Data to examine Block Start

PR #623, opened 2020-02-02
ASan-directed Destructor Fixes

Hoikas:
Visual C++ ASan points out these destructors should be virtual. There is still an issue with an out of scope access around `pfGUITextBoxMod::IUpdate` and `plLocalization::StringToLocal` that I wasn't sure how to fix.

### DIFF
--- a/Sources/Plasma/PubUtilLib/plNetClient/plNetLinkingMgr.cpp
+++ b/Sources/Plasma/PubUtilLib/plNetClient/plNetLinkingMgr.cpp
@@ -84,6 +84,8 @@ struct NlmOp {
     NlmOp (const ENlmOp & op)
     : opcode(op)
     { }
+
+    virtual ~NlmOp() = default;
 };
 
 struct NlmNoOpOp : NlmOp {


Sources/Plasma/PubUtilLib/plNetClient/plNetLinkingMgr.cpp
```diff
@@ -84,18 +84,24 @@ struct NlmOp {
...
+
+    virtual ~NlmOp() = default;
 };
 
 struct NlmNoOpOp : NlmOp {
     NlmNoOpOp ()
     : NlmOp(kNlmOpNoOp)
     { }
+
+    virtual ~NlmNoOpOp() = default;
```
zrax: This doesn't need to be declared -- the base is already virtual, and this override is a no-op.

Sources/Plasma/PubUtilLib/plNetClient/plNetLinkingMgr.cpp
```diff
@@ -84,18 +84,24 @@ struct NlmOp {
...
 };
 
 struct NlmOpWaitOp : NlmOp {
     NlmOpWaitOp ()
     : NlmOp(kNlmOpWaitOp)
     { }
+
+    virtual ~NlmOpWaitOp() = default;
```
zrax: This doesn't need to be declared -- the base is already virtual, and this override is a no-op.

Sources/Plasma/PubUtilLib/plNetClient/plNetLinkingMgr.cpp
```diff
@@ -112,6 +120,8 @@ struct NlmLeaveAgeOp : NlmOp {
     NlmLeaveAgeOp ()
     : NlmOp(kNlmOpLeaveAgeOp), quitting(false)
     { }
+
+    virtual ~NlmLeaveAgeOp() = default;
```
zrax: This doesn't need to be declared -- the base is already virtual, and this override is a no-op.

Data to examine Block End

*Required work*. Please copy, without any change, the lines of the material from the first through the one containing "Visual C++ ASan". Write nothing else.

*Task answer*.
PR #623, opened 2020-02-02
ASan-directed Destructor Fixes

Hoikas:
Visual C++ ASan points out these destructors should be virtual. There is still an issue with an out of scope access around `pfGUITextBoxMod::IUpdate` and `plLocalization::StringToLocal` that I wasn't sure how to fix.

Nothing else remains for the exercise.